◆ Description of the task ◆
Once you find the line that contains "As @haykam821 pointed" in the entries below, give it again along with every following line, unchanged, through the final one.

(Saved data entries)
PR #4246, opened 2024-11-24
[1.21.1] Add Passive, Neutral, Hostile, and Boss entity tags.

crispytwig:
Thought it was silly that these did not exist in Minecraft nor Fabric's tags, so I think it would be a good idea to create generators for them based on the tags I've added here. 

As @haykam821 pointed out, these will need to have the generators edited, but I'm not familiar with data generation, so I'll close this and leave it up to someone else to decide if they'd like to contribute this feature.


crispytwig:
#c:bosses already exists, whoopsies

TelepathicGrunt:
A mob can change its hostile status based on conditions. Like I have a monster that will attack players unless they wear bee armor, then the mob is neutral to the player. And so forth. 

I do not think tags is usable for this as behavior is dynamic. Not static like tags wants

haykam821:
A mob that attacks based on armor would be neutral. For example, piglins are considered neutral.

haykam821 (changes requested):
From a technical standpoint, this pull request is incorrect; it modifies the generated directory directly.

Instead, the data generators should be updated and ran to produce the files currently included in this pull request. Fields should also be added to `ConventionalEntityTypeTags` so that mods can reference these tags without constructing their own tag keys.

◆ Expected answer ◆
As @haykam821 pointed out, these will need to have the generators edited, but I'm not familiar with data generation, so I'll close this and leave it up to someone else to decide if they'd like to contribute this feature.


crispytwig:
#c:bosses already exists, whoopsies

TelepathicGrunt:
A mob can change its hostile status based on conditions. Like I have a monster that will attack players unless they wear bee armor, then the mob is neutral to the player. And so forth. 

I do not think tags is usable for this as behavior is dynamic. Not static like tags wants

haykam821:
A mob that attacks based on armor would be neutral. For example, piglins are considered neutral.

haykam821 (changes requested):
From a technical standpoint, this pull request is incorrect; it modifies the generated directory directly.

Instead, the data generators should be updated and ran to produce the files currently included in this pull request. Fields should also be added to `ConventionalEntityTypeTags` so that mods can reference these tags without constructing their own tag keys.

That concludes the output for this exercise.